Capitolo quattro ; le serate di gala non sono il mio forte

3.5K 124 14
                                    

Certe cose non cambiano mai.

Anche da bimba odiavo i vestiti lunghi e attillati, come quelli delle modelle.
Non li sopportavo.
E mi trovo nella stessa situazione anche questa sera: non mi sento affatto a mio agio.

«Ehi, entreremo solo quando te la sentirai...» sussurra Alvaro al mio orecchio, per poi sorridere.

Indosso un abito di velluto, blu cobalto, molto stretto e con uno scollo a cuore sul petto; la schiena è quasi completamente scoperta ma almeno le gambe sono coperte visto che è lungo più o meno fino alle caviglie.
Sotto indosso delle décolleté color bianco panna e fortunatamente non sono troppo alte né scomode.

Purtroppo questo era l'unico outfit pronto che avessi: di fatto il vestito è quello che ho messo al matrimonio della madre mia e di Oriana con mio padre (dopo che lei ha divorziato col papà di quest'ultima).

«Sono pronta»

Lui sorride e mi prende per mano: è calda rispetto alla mia e la sua stretta è dolce, anche se ferma.

Tento di far scivolare via le mie dita ma la situazione non migliora: quando attraversiamo la porta vetrata del ristorante dello Juventus Center ed entriamo, sento gli occhi di tutti i presenti puntati su di me in una maniera quasi ridicola.

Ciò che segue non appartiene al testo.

PR #6383, opened 2018-07-14
Fix version check for LLVM < 6.0

felixbuenemann:
This is a minor fixup for the LLVM 6.0 support quick fix  (#6380) that changes the versions check for "below 6.0" (<= 5.9) to <= 5.0 since there wont be any new 5.x versions after 5.0.

### DIFF
--- a/src/llvm/ext/llvm_ext.cc
+++ b/src/llvm/ext/llvm_ext.cc
@@ -60,7 +60,7 @@ LLVMDIBuilderRef LLVMNewDIBuilder(LLVMModuleRef mref) {
   return wrap(new DIBuilder(*m));
 }
 
-#if LLVM_VERSION_LE(5, 9)
+#if LLVM_VERSION_LE(5, 0)
 void LLVMDIBuilderFinalize(LLVMDIBuilderRef dref) { unwrap(dref)->finalize(); }
 #endif
 


RX14:
Not sure this is worth merging.

ilovezfs:
http://blog.llvm.org/2016/12/llvms-new-versioning-scheme.html
>Patch releases will increment the patch component as before (producing versions like 5.0.1), and the minor component will stay at zero since no minor releases will be made.

RX14:
This is *either* incorrect or a purely-aesthetic change, depending on the implementation of `LLVM_VERSION_LE`. I vote close.

ilovezfs:
Why not change the 9 to a prettier number like 42?

felixbuenemann:
> This is either an incorrect PR or a purely-aesthetic change, depending on the implementation of `LLVM_VERSION_LE`.

I can assure you it is not incorrect, the previous code was.

The `LLVM_VERSION_LE` macro only checks the major and minor version of LLVM. After LLVM 5.0 there is 6.0 and the next version will be 7.0. There are patch releases like 5.0.1/5.0.2, but there will never be a 5.1 release.

The only reason I initially used 5.9 as a check, is because I wanted to write "lower than 6.0" and then noticed the macro was lower-than-or-equal so I change it from 6.0 to 5.9, which technically works, but is confusing to the reader of the code.

PR #6384, opened 2018-07-14
Fix reference links to .from_io methods

faustinoaq:
Ref: [`read_bytes`](https://crystal-lang.org/api/master/IO.html#read_bytes%28type%2Cformat%3AIO%3A%3AByteFormat%3DIO%3A%3AByteFormat%3A%3ASystemEndian%29-instance-method)

Notice the "See ..." section

image

Comparison to [`write_bytes`](https://crystal-lang.org/api/master/IO.html#write_bytes(object,format:IO::ByteFormat=IO::ByteFormat::SystemEndian)-instance-method)

image

### DIFF
--- a/src/io.cr
+++ b/src/io.cr
@@ -877,7 +877,7 @@ abstract class IO
   # `from_io(io : IO, format : IO::ByteFormat = IO::ByteFormat::SystemEndian)`
   # method can be read in this way.
   #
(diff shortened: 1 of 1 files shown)


faustinoaq:
> That's incorrect, since they're class methods.

@Sija Oh, you're right, `#to_io` is different to `.from_io` :sweat_smile: , Any idea why this link wasn't generated here?

Issue #6357, opened 2018-07-09
[RFC] Implement Ruby's Enumerator Class


felixbuenemann:
I really like Ruby's [Enumerator](https://ruby-doc.org/core-2.5.1/Enumerator.html) class and I think it would be great to have something similar in Crystal.

The `Enumerator` class can be used to implement generators.

Here's an example from the Ruby docs:

```ruby
fib = Enumerator.new do |y|
  a = b = 1
  loop do
    y << a
    a, b = b, a + b
  end
end

p fib.take(10) # => [1, 1, 2, 3, 5, 8, 13, 21, 34, 55]
```

The `y` block parameter in the example is called the *yielder* and the iterator returned from `new` blocks until the yielder receives a value or the block ends.

Since I was porting some Ruby code that depended on `Enumerator` to Crystal, I wen't ahead and implemented my own generic `Enumerator` class using the `Iterator` module and `Channel` to implement the concurrent behavior:

```crystal
class Enumerator(T)
  include Iterator(T)

  def initialize(&block : Yielder(T) -> Nil)
    @channel = Channel(T).new
    @block = block
    @block_called = false
    spawn_block
  end

  def next
    @channel.receive
  rescue Channel::ClosedError
    stop
  end

  def rewind
    if @block_called
      @channel = Channel(T).new
      @block_called = false
      spawn_block
    end
    self
  end

  private def spawn_block : Nil
    spawn do
      begin
        @block.call(Yielder(T).new(@channel))
      ensure
        @channel.close
        @block_called = true
      end
    end
  end

  private struct Yielder(T)
    def initialize(@channel : Channel(T))
    end

    def <<(data : T)
      @channel.send(data)
      self
    end
  end
end
```

The Fibonacci generator could now be implemented similar to the Ruby example:

```crystal
fib = Enumerator(UInt32).new do |y|
  a = b = 1_u32
  loop do
    y << a
    a, b = b, a + b
  end
end

p fib.first(10).to_a # => [1, 1, 2, 3, 5, 8, 13, 21, 34, 55]
```

**Please let me know if you think this is a useful addition to the Crystal Standard Library.**

If you do, I would be happy to polish the code up into a PR along with documentation and specs. 

I've also implemented `Enumerator#peek` locally, which allows to look at the next iterator value without moving it forward by buffering the value on peek, but left it out of the example for simplicity.

asterite:
Yup, it's been discussed in the past:

[...]

PR #6385, opened 2018-07-14
[WIP] Implement ruby-style Enumerator

felixbuenemann:
This is a work-in-progress and shouldn't be merged yet!

I'll update the description of the PR once the details are fully flushed out.

For discussion see #6357.

A big thanks to @asterite who helped in implementing most of the fiber stuff.


RX14:
If you turn `@@stack_pool` into another linked list of fibers, then you can skip the whole mark/sweep fiber collection to avoid allocating in `finalize`.

RX14:
Also, I'd really *really* rather not call it an enumerator. Given my java/C# experience `Enumerator` == `Iterator`. I'd name it `Iterator::Fiber` or `Iterator::Yielding` or something more descriptive than `Enumerator`.

felixbuenemann:
I agree that having both `Iterator` and `Enumerator` is very confusing and should be avoided.

I've spend quite some time thinking about this and I think it's the wrong level of abstraction.

* Maybe the right abstraction is having a top level `Yielder` class that can be used to wrap a suspendable block of code and just having an `Iterator.yielder(&block)` convenience class method to construct a Yielder from a block and use it as an iterator, similar to `Iterator.of`.
* Maybe this was a bad idea in the first place and should be scrapped.

I'll update #6357 with a more detailed analysis once I've fully thought it through.

asterite:
For me Enumerator is fine. It's also called like that in Ruby..

felixbuenemann:
Yes, but Ruby does not have an `Iterator` class.

asterite:
But Java does.
Iterator in Crystal is very similar to Java.
Enumerator in Crystal will be very similar to Ruby.
I personally think that's fine.

RX14:
@asterite but Enumerator in C# is very similar to Iterator in Crystal. That's the confusion. The naming doesn't really matter anyway, since we can probably make the interface just `Iterator.new(&block)` or `Iterator.yielder(&block)`.

asterite:
That's what I thought, but no, because you always have to specify the generic type. But maybe Iterator::Something(T) could work.

I'm still not 100% convinced about the implementation, I feel like something is missing.

felixbuenemann:
> I'm still not 100% convinced about the implementation, I feel like something is missing.

I'm not too happy about the changes to Fiber that the current implementation requires – it seems overkill. I think I'll explore an alternate approach of raising an exception inside the yielder block.

src/enumerator.cr
```diff
@@ -0,0 +1,146 @@
...
+  @done : Bool?
+
+  def initialize(&@block : Yielder(T) ->)
+    @current_fiber = Fiber.current
+    @stack = Deque(T).new(1)
+    @yielder = Yielder(T).new(self)
+    run
+  end
+
+  # Returns the next element yielded from the block or `Iterator::Stop::INSTANCE`
```
wontruefree: Since this is an Enumerator should the return type be an `Enumerator::Stop`?

felixbuenemann: I haven't tested it, but since the `Iterator` module is included it probably already works with both `Enumerator::Stop` and `Iterator::Stop`.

Alcuni hanno la bocca aperta, altri gli occhi spalancati e da ciò deduco che Alvaro non abbia detto a nessuno chi avrebbe portato alla festa.

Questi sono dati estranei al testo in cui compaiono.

PR #6553, opened 2018-08-16
Refactor ISO 8601 parser for ordinal date

straight-shoota:
It is much easier to just add the amount of days.

### DIFF
--- a/src/time/format/custom/iso_8601.cr
+++ b/src/time/format/custom/iso_8601.cr
@@ -52,19 +52,11 @@ struct Time::Format
         else
           # ordinal date
           day_of_the_year = @month * 10 + current_char.to_i
-          @month = 0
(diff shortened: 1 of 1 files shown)


asterite:
Benchmark for before and after?

straight-shoota:
This refactoring isn't focused on performance but to make the code easier to understand. I didn't do any benchmarks. But I can try to see how it goes and maybe improve it further (`Time.new` and immediately adding days can probably be optimized).

straight-shoota:
Hm, well okay. The previous version was actually pretty fast. It seems going through `Time` constructor and then `#year_month_day_day_year` can't beat the performance. I couldn't get it faster than 50% of the original speed.

So never mind then, I guess that's not worth changing it.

«Sorellina!» la voce stridula di mia sorella mi arriva da uno dei posti del lungo tavolo in legno nero, apparecchiato in modo impeccabile. «Non ci posso credere! Non mi avevi detto che ti stessi già sentendo con Alvaro Morata!»

Ho già detto che la sua voce sembra quella di una gallina in calore?

«Io e Alvaro siamo amici e lui mi ha invitato in amicizia» marco con enfasi l'ultima frase e noto immediatamente Paulo ghignare e trattenersi dal ridere, mentre si trova affianco ad Oriana; quest'ultima indossa un vestito nero incredibilmente corto (arriva sopra il ginocchio) e stretto, scollato in una maniera indecente sia davanti sia dietro e dei tacchi vertiginosi bianchi come la neve.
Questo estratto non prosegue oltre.